::: Records supplied :::

PR #130, opened 2022-01-19
Sswu for bls12-381 G1

Tabaie:
Needs a lot of cleanup. Draft PR to discuss code structure.

Main TODOs:

- Move hash pre-computations out of main config class (used in runtime)
- Hard-code all test vectors
- Test sqrtRatio for many Fp moduli


Tabaie:
TODOs in previous comment done.

As is, gives EncodeToCurve and HashToCurve for bls12-381 G1. The code is generic and can be used for any elliptic curve over Fp given certain suite parameters ( a field element Z, an isogeny if necessary).

Next steps (next PR):

1. Extend the methods for Fp towers (so that for example we can have the methods for bls12-381 G2 as well)
2. Explore if suggested suites are emerging in the community for other curves. If not, make our own?

internal/generator/ecc/template/tests/sswu-fp.go.tmpl
```diff
@@ -0,0 +1,45 @@
...
+    "github.com/consensys/gnark-crypto/ecc/{{.Name}}/fp"
+	{{- if or (eq .CoordType "fptower.E2") (eq .CoordType "fptower.E4") }}
+	"github.com/consensys/gnark-crypto/ecc/{{.Name}}/internal/fptower"
+	{{else}}
+	"github.com/consensys/gnark-crypto/ecc/{{.Name}}/fp"
+	{{- end}}
+	"testing"
+)
+
+func TestSqrtRatio(t *testing.T) {
```
gbotrel, line 11: can use `gopter` property based testing as in other tests

internal/generator/ecc/template/sswu-fp.go.tmpl
```diff
@@ -0,0 +1,397 @@
...
+
+{{ if $g1Isogeny }}
+	//TODO: Add in E' first, then apply isogeny
+	isogenyG1(&Q0)
+	isogenyG1(&Q1)
+{{ end }}
+
+	var _Q0, _Q1, _res G1Jac
+	_Q0.FromAffine(&Q0)
+	_Q1.FromAffine(&Q1)
```
gbotrel, line 390: could remove either `_res` and `_Q1` ?

internal/generator/ecc/template/sswu-fp.go.tmpl
```diff
@@ -0,0 +1,397 @@
...
+
+	var tv3 {{.CoordType}}
+	//Standard doc line 5
+	var tv4 {{.CoordType}}
+	tv4.SetOne()
+	tv3.Add(&tv2, &tv4)
+	tv3.Mul(&tv3, &{{.CoordType}}{ {{ words64 .B }} })
+
+	tv4 = {{.CoordType}}{ {{ words64 .A }} }
+	//TODO: Std doc uses conditional move. If-then-else good enough here?
```
gbotrel, line 295: side remark; if we want constant time, in many cases, if / else won't be enough if the branch execution time are different --> 
it is cleaner to execute both branches, and then have a function that conditionally move the result in another variable. (assembly with CMOV on x86).

internal/generator/ecc/template/sswu-fp.go.tmpl
```diff
@@ -0,0 +1,397 @@
...
+
+   *z = tv3
+   return isQr
+}
+{{ end }}
+
+//TODO: Use addchain
+//TODO: Might duplicate functionality from mulByConst functions
+// mulByZ multiplies x by {{.Z}} and stores the result in z
+func mulByZ(z *{{.CoordType}}, x *{{.CoordType}}) {
```
gbotrel, line 246: unless Z is often small on our curves, I suspect the perf diff with the optimized Mul operation are negligible . 
I would kill this func and use Mul directly.

internal/generator/ecc/template/sswu-fp.go.tmpl
```diff
@@ -0,0 +1,397 @@
...
+// sqrtRatio computes the square root of u/v and returns true if u/v was indeed a quadratic residue
+// if not, we get sqrt(Z * u / v). Recall that Z is non-residue
+// The return value is undefined for u = 0
+// Taken from https://datatracker.ietf.org/doc/draft-irtf-cfrg-hash-to-curve/13/ F.2.1.1. for any field
+// The main idea is that since the computation of the square root involves taking large powers of u/v, the inversion of v can be avoided
+func sqrtRatio(z *{{.CoordType}}, u *{{.CoordType}}, v *{{.CoordType}}) bool {
+   tv1 := {{.CoordType}} { {{words64 (index .SqrtRatioParams 5) }} }
+
+   var exp big.Int
+   exp.SetBytes([]byte { {{ printList (bytes (index .SqrtRatioParams 3) ) }} })
```
gbotrel, line 190: big.Int SetBytes is not very readable on the generated code, why not set from a hex string value?

internal/generator/ecc/template/sswu-fp.go.tmpl
gbotrel: additional precisions; IF / ELSE are, to my knowledge, most of the time translated by JMP instructions in assembly.

internal/generator/config/curve.go
```diff
@@ -69,3 +94,178 @@ func newFieldInfo(modulus string) Field {
...
+		i--
+
+		res.Mul(res, res).Mod(res, mod)
+	}
+
+	res.Mod(res, mod)
+	return res
+}
+
+func pow(p *big.Int, pow uint8) *big.Int {
```
gbotrel, line 201: why not use big.Int Exp method here? for powMod I understand big.Int Exp followed by a mod is going to be terribly inefficient. but simple pow?

internal/generator/config/curve.go
```diff
@@ -69,3 +94,178 @@ func newFieldInfo(modulus string) Field {
 	F.Modulus = func() *big.Int { return new(big.Int).Set(&bModulus) }
 	return F
 }
+
+// twoFactor returns the greatest m such that 2ᵐ divides x-1
+func twoFactor(x *big.Int) int {
+	if x.BitLen() <= 1 {
+		return -1 //substitute for ∞
+	}
+	if x.Bit(0) == 0 {
```
gbotrel, line 103: see big.Int `TrailingZeroBits` method to simplify this code

internal/generator/config/curve.go
```diff
@@ -22,6 +23,29 @@ type Curve struct {
...
+	DenHex []string //Denominator is monic. The leading coefficient (1) is omitted.
+}
+
+type HashSuite struct {
+	AHex string
+	BHex string
+
+	Z int // z (or zeta) is a quadratic non-residue with //TODO: some extra nice properties, refer to WB19
+
+	Isogeny *Isogeny //pointer so it's nullable. TODO: Bad practice or ok?
```
gbotrel, line 48: common practice (have pointers to have a "zero value" set to the nil pointer)

internal/generator/config/curve.go
```diff
@@ -22,6 +23,29 @@ type Curve struct {
...
+
+type Isogeny struct {
+
+	//Isogeny to original curve
+	XMap RationalPolynomial
+	YMap RationalPolynomial // The y map is also evaluated on x. The result is multiplied by y.
+}
+
+type RationalPolynomial struct {
+	NumHex []string
```
gbotrel, line 38: naming wise, I would remove the "Hex" suffix. just a comment that says coefficients are stored in base16 strings is OK.

internal/generator/config/curve.go
```diff
@@ -1,11 +1,12 @@
 package config
 
 import (
-	"math/big"
-
 	"github.com/consensys/gnark-crypto/field"
+	"math/big"
 )
 
+//TODO: Same data structure used in runtime and for code generation. HashInfo not needed for runtime
```
gbotrel, line 8: yes, we should add (separate PR / ticket) build tags for the code generation ,to ensure we don't pollute API or binary with useless structs needed only for code gen.

field/internal/templates/element/temp_for_hash.go
```diff
@@ -0,0 +1,39 @@
...
+// Taken from https://datatracker.ietf.org/doc/draft-irtf-cfrg-hash-to-curve/ section 4.1
+// The sign of an element is not obviously related to that of its Montgomery form
+func (z *{{.ElementName}}) Sgn0() bool {
+	nonMont := *z
+	nonMont.FromMont()
+
+	return nonMont[0]%2 == 1
+}
+
+func (z *{{.ElementName}}) SetHex(hex string) {
```
gbotrel, line 16: remove this function, Element.SetString() works with both hex (prefixed by 0x) and decimal strings, no need to add this extra API.

field/internal/templates/element/temp_for_hash.go
```diff
@@ -0,0 +1,39 @@
...
+	var i big.Int
+	i.SetString(hex, 16)
+	if _, b := i.SetString(hex, 16); !b {
+		panic("SetString failed")
+	}
+	z.SetBigInt(&i)
+}
+
+func (z *{{.ElementName}}) EvalPolynomial(monic bool, coefficients []{{.ElementName}}, x *{{.ElementName}}) {
```
gbotrel, line 25: monic boolean a part, this is duplicate with `polynomial` package. 
This API shouldn't live in the field Element package; see with @ThomasPiellard

field/internal/templates/element/ops_generic.go
```diff
@@ -7,21 +7,18 @@ const OpsNoAsm = `
 // or side-channel attack resistance
 // /!\ WARNING /!\
 
+// TODO: Discuss why this has to be in place, and why x is not a receiver
```
gbotrel, line 10: --> x not receiver --> assembly implementation constraints / perf.

field/internal/templates/element/ops.go
```diff
@@ -5,6 +5,8 @@ const OpsAMD64 = `
 
 {{if .ASM}}
 
+//TODO: Add MulBy11
```
gbotrel, line 8: MulBy11 may not be that much faster than a Mul.

field/internal/templates/element/inverse.go
```diff
@@ -58,10 +58,6 @@ const invIterationsN = {{.P20InversionNbIterations}}
 // Implements "Optimized Binary GCD for Modular Inversion"
 // https://github.com/pornin/bingcd/blob/main/doc/bingcd.pdf
 func (z *{{.ElementName}}) Inverse(x *{{.ElementName}}) *{{.ElementName}} {
-	if x.IsZero() {
```
gbotrel, line 61: should be in another PR

field/internal/templates/element/base.go
```diff
@@ -208,6 +208,11 @@ func (z *{{.ElementName}}) IsZero() bool {
 	return ( {{- range $i :=  reverse .NbWordsIndexesNoZero}} z[{{$i}}] | {{end}}z[0]) == 0
 }
 
+// IsOne returns z == 1 in Montgomery
```
gbotrel, line 211: remove Montgomery from comment 👍

field/field.go
```diff
@@ -303,3 +302,20 @@ func extendedEuclideanAlgo(r, q, rInv, qInv *big.Int) {
...
+
+	var i big.Int
+	i.SetString(hex, 16)
+	IntToMont(&i, fieldModulus)
+
+	return i
+}
+
+func IntToMont(i *big.Int, fieldModulus *big.Int) {
+	nbWords := (fieldModulus.BitLen()-1)/64 + 1
```
gbotrel, line 318: does this work on 32bit architecture? 

Can we define these methods on the Field object to ensure we use the same R?

gbotrel (changes requested):

internal/generator/config/curve.go
Tabaie: Not sure I understood. So this _is_ common practice?

gbotrel: yes

internal/generator/config/curve.go
Tabaie: I got the impression from the API that only modular exponentiation is supported. It seems like setting the modulus to nil gives integer exp.

internal/generator/ecc/template/sswu-fp.go.tmpl
Tabaie: It _is_ small, but we can't use the same trick (or a simple-enough-to-be-worth-it variant) on extensions.

internal/generator/ecc/template/sswu-fp.go.tmpl
Tabaie: Reading from hex string is very slow (20% of entire runtime initially). But I can add a comment for readability.

field/internal/templates/element/temp_for_hash.go
Tabaie: So just remove the monic (over-)optimization and use `polynomial`? Because as I remember that was the only reason I didn't use it.

gbotrel: Yes 👍  but double check with @ThomasPiellard plan to kill the `polynomial` package. I think "Eval" method should exist somewhere.

ThomasPiellard: yes, so for this polynomial thing, either we kill the package and put Eval somewhere (in a utils file perhaps), or we can keep the package only for aliasing a Polynomial type which would be a []fr.Element, and just keep the Eval method on it.

Tabaie: I'm good with both. In the meantime should I use the polynomial package?

gbotrel: That is a very good candidate for generic 🙄

ecc/bls12-381/sswu-fp.go
```diff
@@ -0,0 +1,314 @@
...
+	var y1 fp.Element
+	gx1Square := sqrtRatio(&y1, &tv2, &tv6)
+
+	var y fp.Element
+	y.Mul(&tv1, u)
+
+	//Standards doc line 20
+	y.Mul(&y, &y1)
+
+	//TODO: Not constant time. Is it okay?
```
yelhousni, line 244: ideally we would want a constant-time algorithm (but many algorithms in gnark-crypto are not)

ecc/bls12-381/sswu-fp.go
```diff
@@ -0,0 +1,314 @@
...
+	}
+
+	//TODO: Not constant time
+	if sgn0(u) != sgn0(&y) {
+		y.Neg(&y)
+	}
+
+	//Standards doc line 25
+	//TODO: Not constant time. Use Jacobian?
+	x.Div(&x, &tv4)
```
yelhousni, line 257: slow Div.. how does the algorithm perform when implemented fully in jacobians?

ecc/bls12-381/sswu-fp.go
```diff
@@ -0,0 +1,314 @@
...
+	if isQr {
+		*z = y1
+	} else {
+		*z = y2
+	}
+
+	return isQr
+}
+
+//TODO: Use addchain
```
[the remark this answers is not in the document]
Tabaie: I meant the second, and what you say makes sense. In any case, @gbotrel is suggesting that in the long run (with field extensions) we will probably end up doing a regular `Element.Mul` anyway.

ecc/bls12-381/sswu-fp.go
Tabaie: Conditional move is in the works!

ecc/bls12-381/sswu-fp.go
yelhousni: #148

yelhousni (approved):
LGTM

:::

Directions for this task = Beginning with the line that has "Tabaie: Conditional move is in the works!", set down every line of the entries above through the final one, unchanged.

Answer area =
Tabaie: Conditional move is in the works!

ecc/bls12-381/sswu-fp.go
yelhousni: #148

yelhousni (approved):
LGTM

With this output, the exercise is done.